START Excerpted records

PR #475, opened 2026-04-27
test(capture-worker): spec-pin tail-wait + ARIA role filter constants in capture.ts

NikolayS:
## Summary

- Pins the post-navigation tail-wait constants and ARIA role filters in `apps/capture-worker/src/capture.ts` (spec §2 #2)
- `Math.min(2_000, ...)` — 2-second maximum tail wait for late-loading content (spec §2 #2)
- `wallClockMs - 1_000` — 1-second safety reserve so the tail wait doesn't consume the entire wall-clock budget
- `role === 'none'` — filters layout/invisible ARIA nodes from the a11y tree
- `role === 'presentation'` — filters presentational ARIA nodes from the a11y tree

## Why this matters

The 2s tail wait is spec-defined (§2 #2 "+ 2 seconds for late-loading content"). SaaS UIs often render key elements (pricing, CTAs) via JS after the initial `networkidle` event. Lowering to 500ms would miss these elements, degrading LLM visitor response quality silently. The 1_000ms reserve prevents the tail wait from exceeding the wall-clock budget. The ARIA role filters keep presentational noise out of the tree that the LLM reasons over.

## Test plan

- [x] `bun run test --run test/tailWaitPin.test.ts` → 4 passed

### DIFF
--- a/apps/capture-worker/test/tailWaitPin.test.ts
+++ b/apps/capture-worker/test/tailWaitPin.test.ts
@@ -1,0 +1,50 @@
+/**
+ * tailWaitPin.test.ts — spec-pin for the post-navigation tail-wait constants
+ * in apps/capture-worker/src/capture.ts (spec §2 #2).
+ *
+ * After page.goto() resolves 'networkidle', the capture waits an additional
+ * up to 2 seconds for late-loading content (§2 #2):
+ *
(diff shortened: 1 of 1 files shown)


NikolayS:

END Excerpted records
START Excerpted records

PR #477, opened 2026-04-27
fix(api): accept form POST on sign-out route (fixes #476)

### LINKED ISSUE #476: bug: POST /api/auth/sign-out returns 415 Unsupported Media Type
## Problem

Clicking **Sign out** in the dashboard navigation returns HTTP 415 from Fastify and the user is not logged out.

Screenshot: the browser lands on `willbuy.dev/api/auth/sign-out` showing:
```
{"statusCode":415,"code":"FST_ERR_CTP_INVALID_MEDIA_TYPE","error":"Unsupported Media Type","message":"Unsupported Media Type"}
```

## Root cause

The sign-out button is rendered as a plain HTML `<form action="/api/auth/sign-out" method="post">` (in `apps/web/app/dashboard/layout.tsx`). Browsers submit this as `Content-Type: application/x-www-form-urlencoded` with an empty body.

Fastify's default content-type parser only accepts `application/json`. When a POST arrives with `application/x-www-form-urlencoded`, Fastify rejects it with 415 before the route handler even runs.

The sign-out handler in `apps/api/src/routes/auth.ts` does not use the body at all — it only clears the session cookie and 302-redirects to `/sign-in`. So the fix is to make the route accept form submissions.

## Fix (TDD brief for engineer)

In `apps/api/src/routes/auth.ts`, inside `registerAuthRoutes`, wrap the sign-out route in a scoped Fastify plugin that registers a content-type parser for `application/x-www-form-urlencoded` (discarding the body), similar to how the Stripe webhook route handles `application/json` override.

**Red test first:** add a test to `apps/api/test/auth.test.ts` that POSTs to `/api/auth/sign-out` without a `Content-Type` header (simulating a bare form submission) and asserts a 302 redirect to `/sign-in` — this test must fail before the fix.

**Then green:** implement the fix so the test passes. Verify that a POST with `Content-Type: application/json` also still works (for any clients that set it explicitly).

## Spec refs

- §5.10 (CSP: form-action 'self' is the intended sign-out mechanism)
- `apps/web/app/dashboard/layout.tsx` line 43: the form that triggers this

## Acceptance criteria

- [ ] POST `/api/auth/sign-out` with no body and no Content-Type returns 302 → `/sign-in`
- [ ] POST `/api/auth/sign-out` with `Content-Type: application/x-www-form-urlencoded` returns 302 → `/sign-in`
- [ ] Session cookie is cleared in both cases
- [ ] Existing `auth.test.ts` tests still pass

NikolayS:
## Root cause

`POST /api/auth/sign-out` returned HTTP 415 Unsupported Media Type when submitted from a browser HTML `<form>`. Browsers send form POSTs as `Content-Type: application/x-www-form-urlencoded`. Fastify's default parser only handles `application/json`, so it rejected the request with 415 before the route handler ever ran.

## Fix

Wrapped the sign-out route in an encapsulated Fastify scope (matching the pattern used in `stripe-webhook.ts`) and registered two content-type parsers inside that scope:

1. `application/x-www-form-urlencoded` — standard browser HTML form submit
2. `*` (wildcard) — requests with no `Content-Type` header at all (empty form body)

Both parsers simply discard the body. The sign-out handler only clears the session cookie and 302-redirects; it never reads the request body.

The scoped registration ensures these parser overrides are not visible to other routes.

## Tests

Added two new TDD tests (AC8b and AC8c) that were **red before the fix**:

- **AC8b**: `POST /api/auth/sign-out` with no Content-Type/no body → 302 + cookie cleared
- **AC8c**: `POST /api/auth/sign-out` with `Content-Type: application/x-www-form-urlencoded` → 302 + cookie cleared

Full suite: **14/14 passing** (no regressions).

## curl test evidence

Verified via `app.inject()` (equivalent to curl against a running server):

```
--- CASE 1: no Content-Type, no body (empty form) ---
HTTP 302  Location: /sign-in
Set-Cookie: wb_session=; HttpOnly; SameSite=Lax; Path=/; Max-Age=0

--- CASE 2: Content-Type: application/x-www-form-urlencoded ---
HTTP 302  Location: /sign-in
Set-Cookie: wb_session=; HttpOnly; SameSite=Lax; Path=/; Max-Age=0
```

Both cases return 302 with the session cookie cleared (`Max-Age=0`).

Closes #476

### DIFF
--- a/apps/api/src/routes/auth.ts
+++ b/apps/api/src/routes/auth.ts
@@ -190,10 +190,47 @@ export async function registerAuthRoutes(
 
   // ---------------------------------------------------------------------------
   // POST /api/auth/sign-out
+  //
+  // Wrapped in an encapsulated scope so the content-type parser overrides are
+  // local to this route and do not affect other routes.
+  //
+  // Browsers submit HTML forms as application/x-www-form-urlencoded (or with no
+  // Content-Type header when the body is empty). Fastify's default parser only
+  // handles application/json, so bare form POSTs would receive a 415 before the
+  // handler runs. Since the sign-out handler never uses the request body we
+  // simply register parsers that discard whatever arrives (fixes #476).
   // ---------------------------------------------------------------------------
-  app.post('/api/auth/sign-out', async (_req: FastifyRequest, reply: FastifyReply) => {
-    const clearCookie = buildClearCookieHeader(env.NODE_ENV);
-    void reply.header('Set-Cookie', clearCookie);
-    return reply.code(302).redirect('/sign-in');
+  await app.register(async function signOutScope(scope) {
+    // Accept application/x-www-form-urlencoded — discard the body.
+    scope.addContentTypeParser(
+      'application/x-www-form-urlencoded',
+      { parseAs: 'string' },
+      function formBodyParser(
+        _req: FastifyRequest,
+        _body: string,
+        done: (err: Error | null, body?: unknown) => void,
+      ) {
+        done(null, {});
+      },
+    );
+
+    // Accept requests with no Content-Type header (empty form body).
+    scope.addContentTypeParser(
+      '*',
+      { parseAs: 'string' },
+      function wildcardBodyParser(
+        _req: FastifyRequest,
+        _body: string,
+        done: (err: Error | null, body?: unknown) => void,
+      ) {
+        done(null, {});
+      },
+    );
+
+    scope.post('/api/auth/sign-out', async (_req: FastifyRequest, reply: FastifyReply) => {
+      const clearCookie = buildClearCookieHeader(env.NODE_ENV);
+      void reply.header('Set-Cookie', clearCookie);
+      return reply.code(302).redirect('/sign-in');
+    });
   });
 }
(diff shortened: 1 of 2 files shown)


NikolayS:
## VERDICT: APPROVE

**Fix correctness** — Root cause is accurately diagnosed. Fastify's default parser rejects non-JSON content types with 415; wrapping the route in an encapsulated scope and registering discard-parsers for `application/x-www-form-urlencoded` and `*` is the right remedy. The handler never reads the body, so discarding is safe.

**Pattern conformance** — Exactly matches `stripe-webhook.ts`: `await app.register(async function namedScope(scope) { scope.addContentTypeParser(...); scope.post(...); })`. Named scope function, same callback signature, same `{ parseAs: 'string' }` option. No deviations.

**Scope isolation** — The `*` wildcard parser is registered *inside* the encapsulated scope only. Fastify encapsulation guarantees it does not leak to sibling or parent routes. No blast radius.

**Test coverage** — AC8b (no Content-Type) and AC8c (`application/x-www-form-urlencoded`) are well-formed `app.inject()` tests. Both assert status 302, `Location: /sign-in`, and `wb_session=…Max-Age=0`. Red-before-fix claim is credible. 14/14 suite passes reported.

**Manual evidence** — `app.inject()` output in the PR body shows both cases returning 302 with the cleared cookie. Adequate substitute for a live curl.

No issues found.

END Excerpted records

Reproduce exactly the lines above from the line with "PR #475, opened 2026-04-27" to the line with "layout/invisible ARIA nodes from the a11y tree", including both, and add nothing.

PR #475, opened 2026-04-27
test(capture-worker): spec-pin tail-wait + ARIA role filter constants in capture.ts

NikolayS:
## Summary

- Pins the post-navigation tail-wait constants and ARIA role filters in `apps/capture-worker/src/capture.ts` (spec §2 #2)
- `Math.min(2_000, ...)` — 2-second maximum tail wait for late-loading content (spec §2 #2)
- `wallClockMs - 1_000` — 1-second safety reserve so the tail wait doesn't consume the entire wall-clock budget
- `role === 'none'` — filters layout/invisible ARIA nodes from the a11y tree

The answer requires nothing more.